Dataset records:
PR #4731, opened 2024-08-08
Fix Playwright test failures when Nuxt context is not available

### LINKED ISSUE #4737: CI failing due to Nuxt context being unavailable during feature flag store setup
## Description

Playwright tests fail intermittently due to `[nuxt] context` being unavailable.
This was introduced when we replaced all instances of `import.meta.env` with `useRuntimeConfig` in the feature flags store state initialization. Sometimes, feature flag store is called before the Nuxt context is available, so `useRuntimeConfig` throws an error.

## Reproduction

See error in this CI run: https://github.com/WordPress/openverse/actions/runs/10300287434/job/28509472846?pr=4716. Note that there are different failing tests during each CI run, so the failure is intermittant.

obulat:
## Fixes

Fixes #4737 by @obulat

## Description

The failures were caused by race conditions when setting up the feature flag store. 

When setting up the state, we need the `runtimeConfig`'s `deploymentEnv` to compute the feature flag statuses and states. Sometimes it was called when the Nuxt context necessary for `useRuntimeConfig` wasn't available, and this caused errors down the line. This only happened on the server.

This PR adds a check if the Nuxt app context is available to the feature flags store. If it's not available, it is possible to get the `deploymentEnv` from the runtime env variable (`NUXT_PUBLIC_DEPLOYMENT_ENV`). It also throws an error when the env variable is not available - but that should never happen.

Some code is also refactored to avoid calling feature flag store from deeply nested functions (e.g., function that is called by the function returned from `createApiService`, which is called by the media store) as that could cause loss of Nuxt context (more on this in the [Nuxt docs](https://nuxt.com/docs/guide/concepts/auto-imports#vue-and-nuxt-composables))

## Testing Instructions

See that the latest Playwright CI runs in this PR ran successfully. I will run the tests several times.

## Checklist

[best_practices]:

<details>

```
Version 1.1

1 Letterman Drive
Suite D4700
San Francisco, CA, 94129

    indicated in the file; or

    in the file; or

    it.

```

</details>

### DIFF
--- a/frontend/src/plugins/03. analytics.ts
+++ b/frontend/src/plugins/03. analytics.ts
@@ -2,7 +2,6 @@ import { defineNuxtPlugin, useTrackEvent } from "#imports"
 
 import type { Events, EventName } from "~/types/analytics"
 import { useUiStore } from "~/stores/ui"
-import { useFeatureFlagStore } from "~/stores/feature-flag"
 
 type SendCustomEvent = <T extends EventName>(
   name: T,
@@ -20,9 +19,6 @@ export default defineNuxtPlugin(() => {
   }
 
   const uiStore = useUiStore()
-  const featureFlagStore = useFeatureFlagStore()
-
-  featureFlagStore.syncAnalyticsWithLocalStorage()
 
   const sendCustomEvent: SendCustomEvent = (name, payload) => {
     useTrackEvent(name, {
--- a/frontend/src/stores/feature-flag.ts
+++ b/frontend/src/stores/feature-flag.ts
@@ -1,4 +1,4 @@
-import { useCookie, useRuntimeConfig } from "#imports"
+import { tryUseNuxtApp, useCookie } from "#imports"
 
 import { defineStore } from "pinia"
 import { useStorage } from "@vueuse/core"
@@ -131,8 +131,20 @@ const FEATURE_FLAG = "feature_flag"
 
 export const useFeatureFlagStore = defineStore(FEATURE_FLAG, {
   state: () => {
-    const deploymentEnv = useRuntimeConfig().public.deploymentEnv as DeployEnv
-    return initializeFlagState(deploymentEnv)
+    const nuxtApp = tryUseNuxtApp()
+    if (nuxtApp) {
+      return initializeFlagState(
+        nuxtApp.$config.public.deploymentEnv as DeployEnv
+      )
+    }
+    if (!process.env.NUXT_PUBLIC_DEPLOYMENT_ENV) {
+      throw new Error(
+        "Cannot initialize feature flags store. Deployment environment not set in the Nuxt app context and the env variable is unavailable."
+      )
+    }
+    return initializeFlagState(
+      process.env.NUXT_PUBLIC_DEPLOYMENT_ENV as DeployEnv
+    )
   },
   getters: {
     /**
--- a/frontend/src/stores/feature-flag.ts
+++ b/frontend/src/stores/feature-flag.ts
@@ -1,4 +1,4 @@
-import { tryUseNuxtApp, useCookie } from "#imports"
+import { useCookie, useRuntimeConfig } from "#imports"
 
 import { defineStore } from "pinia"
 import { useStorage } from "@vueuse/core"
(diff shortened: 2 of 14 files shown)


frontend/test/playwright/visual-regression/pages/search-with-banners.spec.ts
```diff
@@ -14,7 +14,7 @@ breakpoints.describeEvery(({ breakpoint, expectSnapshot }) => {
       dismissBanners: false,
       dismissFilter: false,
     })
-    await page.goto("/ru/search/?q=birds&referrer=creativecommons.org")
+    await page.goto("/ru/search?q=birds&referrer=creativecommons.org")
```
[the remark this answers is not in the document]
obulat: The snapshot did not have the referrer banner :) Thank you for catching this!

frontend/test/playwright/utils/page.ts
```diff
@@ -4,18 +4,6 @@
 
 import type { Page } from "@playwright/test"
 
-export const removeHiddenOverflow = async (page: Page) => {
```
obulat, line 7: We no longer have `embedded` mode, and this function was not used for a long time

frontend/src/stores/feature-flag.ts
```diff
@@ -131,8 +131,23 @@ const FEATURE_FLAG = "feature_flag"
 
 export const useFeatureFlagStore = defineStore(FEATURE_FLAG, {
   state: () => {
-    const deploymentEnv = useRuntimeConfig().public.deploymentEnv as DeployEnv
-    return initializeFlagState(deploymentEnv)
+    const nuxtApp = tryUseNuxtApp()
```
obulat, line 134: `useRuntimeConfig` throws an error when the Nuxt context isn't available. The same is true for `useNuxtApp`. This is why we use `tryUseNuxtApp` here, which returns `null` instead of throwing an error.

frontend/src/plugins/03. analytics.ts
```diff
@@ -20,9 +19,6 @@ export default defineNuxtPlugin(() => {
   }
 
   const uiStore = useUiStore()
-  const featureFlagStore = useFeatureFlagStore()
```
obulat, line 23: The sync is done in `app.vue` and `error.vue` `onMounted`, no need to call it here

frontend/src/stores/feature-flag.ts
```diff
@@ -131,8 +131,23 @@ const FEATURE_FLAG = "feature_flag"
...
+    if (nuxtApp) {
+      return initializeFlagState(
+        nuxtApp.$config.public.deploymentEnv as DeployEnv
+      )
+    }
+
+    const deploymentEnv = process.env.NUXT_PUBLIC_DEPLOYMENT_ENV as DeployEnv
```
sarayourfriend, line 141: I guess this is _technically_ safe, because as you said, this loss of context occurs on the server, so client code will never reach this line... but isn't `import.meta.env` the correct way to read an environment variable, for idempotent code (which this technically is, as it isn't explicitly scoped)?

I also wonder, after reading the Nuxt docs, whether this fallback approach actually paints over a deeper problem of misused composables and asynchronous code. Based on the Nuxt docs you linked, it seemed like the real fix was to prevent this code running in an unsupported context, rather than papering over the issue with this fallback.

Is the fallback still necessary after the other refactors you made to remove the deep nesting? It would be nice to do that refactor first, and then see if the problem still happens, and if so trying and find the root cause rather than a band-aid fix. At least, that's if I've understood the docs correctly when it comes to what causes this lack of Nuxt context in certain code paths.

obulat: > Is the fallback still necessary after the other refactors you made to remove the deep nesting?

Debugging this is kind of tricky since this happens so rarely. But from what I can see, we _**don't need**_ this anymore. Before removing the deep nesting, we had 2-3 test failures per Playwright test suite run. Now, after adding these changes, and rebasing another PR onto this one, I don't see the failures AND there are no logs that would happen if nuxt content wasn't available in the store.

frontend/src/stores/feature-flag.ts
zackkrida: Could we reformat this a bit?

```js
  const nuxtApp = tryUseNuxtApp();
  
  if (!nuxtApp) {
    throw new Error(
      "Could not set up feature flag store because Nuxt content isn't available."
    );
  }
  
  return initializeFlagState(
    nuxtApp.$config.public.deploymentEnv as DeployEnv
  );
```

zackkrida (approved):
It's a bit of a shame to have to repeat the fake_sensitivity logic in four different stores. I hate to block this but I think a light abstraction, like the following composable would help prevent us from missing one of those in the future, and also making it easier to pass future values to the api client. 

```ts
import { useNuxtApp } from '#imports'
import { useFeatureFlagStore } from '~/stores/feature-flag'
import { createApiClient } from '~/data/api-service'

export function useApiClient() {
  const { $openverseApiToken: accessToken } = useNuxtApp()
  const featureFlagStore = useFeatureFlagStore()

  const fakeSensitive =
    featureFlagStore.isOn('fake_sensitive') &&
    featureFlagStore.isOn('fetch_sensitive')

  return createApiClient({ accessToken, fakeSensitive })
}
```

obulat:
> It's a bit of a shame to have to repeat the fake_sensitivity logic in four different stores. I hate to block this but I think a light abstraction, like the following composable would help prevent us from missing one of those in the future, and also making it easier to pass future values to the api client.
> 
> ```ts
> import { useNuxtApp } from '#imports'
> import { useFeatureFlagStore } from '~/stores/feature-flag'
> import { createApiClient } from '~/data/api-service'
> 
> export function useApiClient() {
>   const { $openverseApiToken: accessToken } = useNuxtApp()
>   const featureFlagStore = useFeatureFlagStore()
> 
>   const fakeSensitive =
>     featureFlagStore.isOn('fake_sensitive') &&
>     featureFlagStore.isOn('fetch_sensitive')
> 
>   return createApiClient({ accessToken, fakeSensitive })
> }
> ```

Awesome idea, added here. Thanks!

## Exercise objective
Where a line of the records includes "variable", copy it.

## Task solution
This PR adds a check if the Nuxt app context is available to the feature flags store. If it's not available, it is possible to get the `deploymentEnv` from the runtime env variable (`NUXT_PUBLIC_DEPLOYMENT_ENV`). It also throws an error when the env variable is not available - but that should never happen.
+        "Cannot initialize feature flags store. Deployment environment not set in the Nuxt app context and the env variable is unavailable."
sarayourfriend, line 141: I guess this is _technically_ safe, because as you said, this loss of context occurs on the server, so client code will never reach this line... but isn't `import.meta.env` the correct way to read an environment variable, for idempotent code (which this technically is, as it isn't explicitly scoped)?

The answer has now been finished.